PR #1859, opened 2023-05-10
chore: harden mods script with more robust regex

castastrophe:
## Description

This PR is hardening the mod script by leveraging fast glob to pull out the necessary CSS assets directly without additional loops. This then reads in the content and runs a matchAll on a more expansive regex command in order to isolate mod properties being _used_. This is important because any mods being set in the component will likely be used to customized nested components. Before processing this runs a simple alphabetical sort so that results appear in the same order each time. Finally, it writes to the mods markdown file as well as adding a mods.json to the dist directory for downstream consumption.

 - **How this was tested:** `yarn docs:mod`

## To-do list


tasks/mod-extractor.js
```diff
@@ -10,62 +10,48 @@ governing permissions and limitations under the License.
...
+        const regex = /var\((--mod-(?:\w|-)+)/g;
+        const matches = await fsp.readFile(filepath, 'utf-8').then((content) => {
+            return [...content.matchAll(regex)].map((match) => match[1]);
+        }).catch((err) => {
+            console.log(err);
+        });
+
+        if (!matches || matches.length === 0) continue;
+
+        const found = [...new Set(matches)].sort();
```
pfulton, line 35: 🤩

pfulton (approved):

tasks/mod-extractor.js
Rajdeepc: Great!! A small suggestion. It would be great if you can add some code comments too?!!!

castastrophe: Just pushed up some more comments! Thanks for the suggestion!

What to produce:
Return the full data, every line of it, with nothing altered.

Exercise answer:
PR #1859, opened 2023-05-10
chore: harden mods script with more robust regex

castastrophe:
## Description

This PR is hardening the mod script by leveraging fast glob to pull out the necessary CSS assets directly without additional loops. This then reads in the content and runs a matchAll on a more expansive regex command in order to isolate mod properties being _used_. This is important because any mods being set in the component will likely be used to customized nested components. Before processing this runs a simple alphabetical sort so that results appear in the same order each time. Finally, it writes to the mods markdown file as well as adding a mods.json to the dist directory for downstream consumption.

 - **How this was tested:** `yarn docs:mod`

## To-do list


tasks/mod-extractor.js
```diff
@@ -10,62 +10,48 @@ governing permissions and limitations under the License.
...
+        const regex = /var\((--mod-(?:\w|-)+)/g;
+        const matches = await fsp.readFile(filepath, 'utf-8').then((content) => {
+            return [...content.matchAll(regex)].map((match) => match[1]);
+        }).catch((err) => {
+            console.log(err);
+        });
+
+        if (!matches || matches.length === 0) continue;
+
+        const found = [...new Set(matches)].sort();
```
pfulton, line 35: 🤩

pfulton (approved):

tasks/mod-extractor.js
Rajdeepc: Great!! A small suggestion. It would be great if you can add some code comments too?!!!

castastrophe: Just pushed up some more comments! Thanks for the suggestion!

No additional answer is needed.